**Problem statement**: Figure out how many lines in these records contain "lamenting". Only the number belongs in the reply.

**Materials provided**:
PR #15848, opened 2021-05-20
users: Limit maximum length of a new password

### LINKED ISSUE #15775: No error for invalid new password
Cockpit version: 243
OS: ubuntu 20.4.2
Page: set password

I set my password to a 3363 char length password with multi-lines,
no error showed 
I'm logged out and I can't log in,

Steps to reproduce

1. open the profile page 
2. copy multiline 3363 char string 
3. paste the string 
4. setting the password

marusak:
Fixes #15775

passwordtoolong


test/verify/check-users
```diff
@@ -121,7 +121,17 @@ class TestAccounts(MachineCase):
         b.click('#accounts-create-dialog button.apply')
         b.wait_in_text("#accounts-create-dialog .pf-c-form__helper-text.pf-m-error", "The passwords do not match")
 
+        # too long password
+        long_password = "2a02-x!h4a" * 30
+        b.set_input_text('#accounts-create-password-pw1', long_password)
+        b.set_input_text('#accounts-create-password-pw2', long_password)
+        print(long_password)
+        sit()
```
martinpitt, line 129: debugging leftover

pkg/users/password-dialogs.js
```diff
@@ -207,6 +207,9 @@ export function set_password_dialog(account, current_user) {
         if (state.password != state.password_confirm)
             errors.password_confirm = _("The passwords do not match");
 
+        if (state.password.length > 256)
+            errors.password = _("Password is longer than 256 characters");
+
```
martinpitt, line 212: This gets overwritten by a bad quality check below. Also, given that the test failure somehow lands on the overview page, this seems to be wired up wrongly? That error should appear inside the dialog, right?

martinpitt (changes requested):

pkg/users/password-dialogs.js
marusak: The fact it would get overwritten is fine in my option.
This is very corner case check and also I consider quality check to be of higher quality.

And I just realized that we have two separate `validate` methods, one for changing password and one for validating a new password when creating a new account.

martinpitt (approved):
Nice, thanks!

PR #15850, opened 2021-05-20
storage: Remove two obsolete clevis workarounds

mvollmer:


mvollmer:
> Failed almost everywhere.. still applies after all?

One bit is still needed I think: `pty: true`. I guess clevis-luks-unbind calls cryptsetup in the same way as our workaround did, which for some reason requires a tty on stdin. *shrug*

mvollmer:
Oi, missed the "-f" flag.

martinpitt (approved):
Nice, thanks! Tests looked good, just retried debian-stable for some usual suspects.

PR #15854, opened 2021-05-21
reposchutz: improve change detection logic

allisonkarlitskaya:
The workflow has a fairly simple strategy at present: if there are
changes to the `.github` directory (as per `git diff`) then fail.  That
has two problems:

 - the changes might have come from an unrelated PR that got merged in
   the meantime; and

 - the PR can "get away with" individual commits that make changes, as
   long as there are future commits that revert those changes.
   Depending on the merge/rebase strategy used when landing, thre are
   some creative way to sneak changes through anyway.

Replace the previous logic with a new one: list all commits which are:

 - reachable from the PR;

 - not already on the target branch; and

 - modify `.github`

and fail if the result is non-empty.

Factor out the context expressions for the relevant SHAs into
environment variables to improve readability.

Finally, since our new approach depends on more than just looking at the
two head commits, a shallow fetch isn't sufficient anymore.  `git fetch`
has a (somewhat new) relevant feature `--shallow-exclude=` which would
be very helpful to us here, but the GitHub server seems not to support
it, so just fetch a full history for the time being.

### DIFF
--- a/.github/workflows/reposchutz.yml
+++ b/.github/workflows/reposchutz.yml
@@ -10,6 +10,9 @@ jobs:
     timeout-minutes: 5
     env:
       GIT_DIR: git-dir.git
+      HEAD_SHA: ${{ github.event.pull_request.head.sha }}
+      BASE_SHA: ${{ github.event.pull_request.base.sha }}
+
     steps:
       - name: Clear .github-changes label
         if: ${{ !endsWith(github.event.action, 'labeled') }}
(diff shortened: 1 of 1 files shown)


allisonkarlitskaya:
An example: https://github.com/allisoninc/playground/pull/1

martinpitt (approved):
Nice, thanks for the analysis! Now of course the old reposchutz is lamenting as well, so I'll add the label now. This should automatically re-run and pacify it, right?

allisonkarlitskaya:
> Nice, thanks for the analysis! Now of course the old reposchutz is lamenting as well, so I'll add the label now. This should automatically re-run and pacify it, right?

In this case, the "lament" is correct: we're introducing changes to `.github` and we should absolutely be setting the label.

PR #15857, opened 2021-05-24
storage: Reload systemd before mounting after formatting

mvollmer:
Otherwise systemd might have outdated UUID / mount point mappings and
might unmount our new filesystem right away again.

Here are the details.  Start with this in /etc/fstab:

    UUID=<uuid1> /run/foo ...

This causes systemd to associate uuid1 with /run/foo.  Now uuid1 is
unmounted, the block device is formatted, and a new fstab is written
with the new uuid2 but with the same mount point:

    UUID=<uuid2> /run/foo ...

At this point, systemd sees that uuid1 has disappeared and will make
sure that /run/foo is not mounted, because it still associates
/run/foo with uuid1.  At the same time, Cockpit will mount the new
filesystem at /run/foo.  This is a race and sometimes Cockpit does the
mount, and then systemd does its cleanup and unmounts.  (If systemd
does the cleanup first, it will find /run/foo already unmounted and
not do anything.)

The race is avoided by reloading systemd before having Cockpit do the
mount.  This way, systemd will forget the uuid1 -> /run/foo
association.

- [ ] #15859

### DIFF
--- a/pkg/storaged/format-dialog.jsx
+++ b/pkg/storaged/format-dialog.jsx
@@ -356,8 +356,8 @@ export function format_dialog(client, path, start, size, enable_dos_extended) {
                 return utils.teardown_active_usage(client, usage)
                         .then(utils.reload_systemd)
                         .then(format)
-                        .then(maybe_mount)
-                        .then(utils.reload_systemd);
+                        .then(utils.reload_systemd)
+                        .then(maybe_mount);
             }
         }
     });


martinpitt:
This [fsck failure](https://logs.cockpit-project.org/logs/pull-15857-20210524-105153-3820eb83-fedora-34/log.html#200-2) looks familiar, retrying.

pkg/storaged/format-dialog.jsx
```diff
@@ -356,8 +356,8 @@ export function format_dialog(client, path, start, size, enable_dos_extended) {
                 return utils.teardown_active_usage(client, usage)
                         .then(utils.reload_systemd)
                         .then(format)
-                        .then(maybe_mount)
-                        .then(utils.reload_systemd);
+                        .then(utils.reload_systemd)
+                        .then(maybe_mount);
```
martinpitt, line 360: Is this synchronous enough? I was fairly sure that Reload() was async. You may need to wait for the `Reloading(False)` signal here?

martinpitt (approved):
Makes sense in general, I just wonder if it's strong enough. Can you reproduce this failure in some semi-reliable way?

pkg/storaged/format-dialog.jsx
mvollmer: It certainly slows down everything enormously... I'll check to make sure.

mvollmer: The "method_return" for the call to Reload comes after the signal that informs about "Reloading=false":

```
‣ Type=method_call  Endian=l  Flags=4  Version=1 Cookie=2  Timestamp="Mon 2021-05-24 12:02:28.097747 UTC"
  Sender=:1.40  Destination=org.freedesktop.systemd1  Path=/org/freedesktop/systemd1  Interface=org.freedesktop.systemd1.Manager  Member=Reload
  UniqueName=:1.40
  MESSAGE "" {
  };
[...]
‣ Type=signal  Endian=l  Flags=1  Version=1 Cookie=7132  Timestamp="Mon 2021-05-24 12:02:28.650280 UTC"
  Sender=:1.2  Path=/org/freedesktop/systemd1  Interface=org.freedesktop.systemd1.Manager  Member=Reloading
  UniqueName=:1.2
  MESSAGE "b" {
          BOOLEAN false;
  };

‣ Type=method_return  Endian=l  Flags=1  Version=1 Cookie=7133  ReplyCookie=2  Timestamp="Mon 2021-05-24 12:02:28.650307 UTC"
  Sender=:1.2  Destination=:1.40
  UniqueName=:1.2
  MESSAGE "" {
  };
```

That's enough proof for me.

mvollmer:
> Can you reproduce this failure in some semi-reliable way?

It started happening reliably when I was extending TestStorageLuks.testNoFsys in #13192.

mvollmer:
> This [fsck failure](https://logs.cockpit-project.org/logs/pull-15857-20210524-105153-3820eb83-fedora-34/log.html#200-2) looks familiar, retrying.

Seems to happen a lot here. I see if I can figure it out...

mvollmer:
> > This [fsck failure](https://logs.cockpit-project.org/logs/pull-15857-20210524-105153-3820eb83-fedora-34/log.html#200-2) looks familiar, retrying.
> 
> Seems to happen a lot here. I see if I can figure it out...

This seems to be another version of https://github.com/cockpit-project/bots/issues/1739.

During this test, Cockpit first grows the LUKS container (which due to the bug results in the fsys being unmounted), and then grows the fsys.  Growing a mounted fsys needs different code from growing a unmounted fsys, and Cockpit uses the wrong code here because it hasn't yet figured out that the fsys got unmounted. Normally, the timing seems to be so that Cockpit already knows that the fsys has been unmounted when starting to grow it. Hurray for asynchronous everything!

I think it would make sense for Cockpit to be a bit more robust here, and maybe wait for the effects of the luks resizing to have rippled out. Or probably more realistically, do a synchronous check whether or/not the fsys is mounted instead of believing its asynchronous version of reality.

mvollmer:
> I think it would make sense for Cockpit to be a bit more robust here

#15857

pkg/storaged/format-dialog.jsx
martinpitt: Thanks for checking! The "slows down enormously" is both good and bad, I figure :grin: 

Good to know that Reload() is synchronous, that's indeed much more helpful for API users.

mvollmer: > The "slows down enormously" is both good and bad, I figure.

It's not so bad during formatting (although we should say in the dialog that it is happeneing, "Reloading system configuration", maybe).  It is a bit annoying during unmounting, which would otherwise be instant.  Also, it doesn't help that we need to do it twice...

PR #15859, opened 2021-05-24
storage: Synchronously check for mountedness during resizing

mvollmer:


mvollmer:
The test will still fail because the unmount triggered by resizing the LUKS container is still unexpected (and wrong). However, this change here will make it so that the user is left with a fully resized (but unexpectedly unmounted filesystem), instead of a half resized one.

mvollmer:
Grr, is findmnt not generally available?

mvollmer:
> Grr, is findmnt not generally available?

No, the code was checking the wrong block device for mountedness.

martinpitt (approved):
Nasty hack, but :man_shrugging: what can you do.. it doesn't affect the on-disk end result, so we can live with this well. Thanks for tracking this down!

PR #10119, opened 2018-09-20
tools: Stop hardcoding the Python 3 package name

martinpitt:
Consistently use the RPM macro instead and depend on the interpreter
executable directly.

Since the macro does not yet exist in current Fedora 28/29 (it will
soon), provide a fallback with the current value.

Thanks to Tomas Orsava for the original patch!

https://bugzilla.redhat.com/show_bug.cgi?id=1631174

PR #15890, opened 2021-06-04
cockpit.spec: python3 Requires is malformed

smwltr:
gen-spec-dependencies does not replace this line with something that dnf builddep can use. python3-dbus follows shortly after. So I assume that hardcoding python3 is also fine.

### DIFF
--- a/tools/cockpit.spec
+++ b/tools/cockpit.spec
@@ -648,7 +648,7 @@ Recommends: udisks2-lvm2 >= 2.6
 Recommends: udisks2-iscsi >= 2.6
 Recommends: device-mapper-multipath
 Recommends: clevis-luks
-Requires: %{__python3}
+Requires: python3
 %if 0%{?suse_version}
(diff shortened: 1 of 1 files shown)


marusak:
This is valid macro, see https://docs.fedoraproject.org/en-US/packaging-guidelines/Python/#_macros

Is it causing an issue for you? The reason why we use this and not just `python3` is historical - when python2 was being replaced with python3 different distros packaged it differently, there were different alternatives and the whole system was (still is?) a mess. These macros are supposed to shield packagers from it. It is possible that today `python3` directly would work for eveyrhing we support from master, but unless we have to change it, I would prefer to keep this macro.

marusak:
> Is it causing an issue for you?

I see answer in https://github.com/cockpit-project/cockpit/issues/15891, I will follow up there

marusak:
FTR https://github.com/cockpit-project/cockpit/pull/10119 (also related BZ)

PR #15892, opened 2021-06-04
livetest: stop spinning up a vm every single time anyone writes any comment on any PR or issue

KKoukiou:
If we put a `if:` on each `job:` then the workflow will dispatch, but at
least it won't start any VMs.

### DIFF
--- a/.github/workflows/livetest.yml
+++ b/.github/workflows/livetest.yml
@@ -11,6 +11,7 @@ on:
 
 jobs:
   pr-info:
+    if: startsWith(github.event.comment.body, '/livetest')
     runs-on: ubuntu-20.04
     steps:
       - name: Query author repository permissions


allisonkarlitskaya (changes requested):
As written, it seems like you really only need one job here.  The job can have the static checks based on the event blob and the permissions checking can just fail (`core.setFailed()` or something like that) in case access is denied.

If you want to add/remove additional permissions to the github token, for example, then it might make sense to keep things separate...

But in any case, now that I mention it: please introduce `permissions:` to scope the credential to what is actually required here.

KKoukiou:
Works as expected: tested on https://github.com/KKoukiou/cockpit/pull/3 
First normal run: https://github.com/KKoukiou/cockpit/actions/runs/906460733
And run which should not spawn a VM: https://github.com/KKoukiou/cockpit/actions/runs/906462637

KKoukiou:
> As written, it seems like you really only need one job here. The job can have the static checks based on the event blob and the permissions checking can just fail (`core.setFailed()` or something like that) in case access is denied.
> 
> If you want to add/remove additional permissions to the github token, for example, then it might make sense to keep things separate...
> 
> But in any case, now that I mention it: please introduce `permissions:` to scope the credential to what is actually required here.

Sure, this workflow is broken anyway. Mind getting this tiny improvement in so that we don't spawn VMs like that and I will take a look in improvements another time.

allisonkarlitskaya (approved):
Approved because, strictly speaking, it's an improvement :)

Looking forward to the follow-up.

martinpitt (approved):
This could have been no-test, but prodding the tests a bit to not ruin statistics. (Also, the reposchutz one needed the label). Danke!

PR #15896, opened 2021-06-07
test: Allow selinux denials regarding "dma_heap"

mvollmer:
They don't seem to affect operations significantly but are blocking
image refreshes.


martinpitt (approved):
Danke! To make double-sure, feel free to trigger a run against the refreshed rhel-9-0 image (or f-34).

Note that you'll probably need one more for rhel-8-5, the SELinux violations there look different.

martinpitt:
The reposchutz fix landed, doing the label dance to re-run it.

mvollmer:
The three ´rhel-9-0#2086` will behandled in that PR. The selinux denial ignoring is working here as planned.

PR #15897, opened 2021-06-07
reposchutz: drop superfluous check for tag

allisonkarlitskaya:
`git fetch` isn't fetching the named tag, but rather just populating
`FETCH_HEAD`.  That's OK.  We already check that the fetch was
successful and we got the thing we expected, so checking that the tag is
also equal to the thing we expect is just superfluous.  We never use it
anyway.

### DIFF
--- a/.github/workflows/reposchutz.yml
+++ b/.github/workflows/reposchutz.yml
@@ -62,7 +62,6 @@ jobs:
                   exit 1
               fi
               [ "$(git rev-parse FETCH_HEAD)" = "${node_modules}" ]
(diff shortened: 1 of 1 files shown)


martinpitt (approved):
Thanks! (BTW, if you do more workflow changes today, please use no-test; we have much reduced CI capacity due to e2e being down)

martinpitt:
The [reposchutz failure](https://github.com/cockpit-project/cockpit/pull/15897/checks?check_run_id=2762022484) here is still from the old version, this PR can't self-validate.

**Task output**: 2